## WHAT YOU SHOULD DO
Retype the data that follows with no alterations, please.

[Saved entries]
PR #4466, opened 2023-02-08
tools/scsisnoop: add scsisnoop tool

weibang6liu:
We used BCC to monitor I/O stack performance on mobile(AArch64) platform, and found it's very efficient and use easily. Meanwhile, we found lack of some tools in multiple layers，then we devloped a tools for SCSI layer.
The mobile storage were UFS mostly, and UFS device follows SCSI protocol. This tool can be used for monitor device performance in SCSI layer.
We hope this tool can help more people.

### DIFF
--- a/README.md
+++ b/README.md
@@ -147,6 +147,7 @@ pair of .c and .py files, and some are directories of files.
 - tools/[runqlat](tools/runqlat.py): Run queue (scheduler) latency as a histogram. [Examples](tools/runqlat_example.txt).
 - tools/[runqlen](tools/runqlen.py): Run queue length as a histogram. [Examples](tools/runqlen_example.txt).
 - tools/[runqslower](tools/runqslower.py): Trace long process scheduling delays. [Examples](tools/runqslower_example.txt).
+- tools/[scsisnoop](tools/scsisnoop.py): Trace SCSI layer device I/O with PID and latency. [Examples](tools/scsisnoop_example.txt).
 - tools/[shmsnoop](tools/shmsnoop.py): Trace System V shared memory syscalls. [Examples](tools/shmsnoop_example.txt).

## EXERCISE RESULT
PR #4466, opened 2023-02-08
tools/scsisnoop: add scsisnoop tool

weibang6liu:
We used BCC to monitor I/O stack performance on mobile(AArch64) platform, and found it's very efficient and use easily. Meanwhile, we found lack of some tools in multiple layers，then we devloped a tools for SCSI layer.
The mobile storage were UFS mostly, and UFS device follows SCSI protocol. This tool can be used for monitor device performance in SCSI layer.
We hope this tool can help more people.

### DIFF
--- a/README.md
+++ b/README.md
@@ -147,6 +147,7 @@ pair of .c and .py files, and some are directories of files.
 - tools/[runqlat](tools/runqlat.py): Run queue (scheduler) latency as a histogram. [Examples](tools/runqlat_example.txt).
 - tools/[runqlen](tools/runqlen.py): Run queue length as a histogram. [Examples](tools/runqlen_example.txt).
 - tools/[runqslower](tools/runqslower.py): Trace long process scheduling delays. [Examples](tools/runqslower_example.txt).
+- tools/[scsisnoop](tools/scsisnoop.py): Trace SCSI layer device I/O with PID and latency. [Examples](tools/scsisnoop_example.txt).
 - tools/[shmsnoop](tools/shmsnoop.py): Trace System V shared memory syscalls. [Examples](tools/shmsnoop_example.txt).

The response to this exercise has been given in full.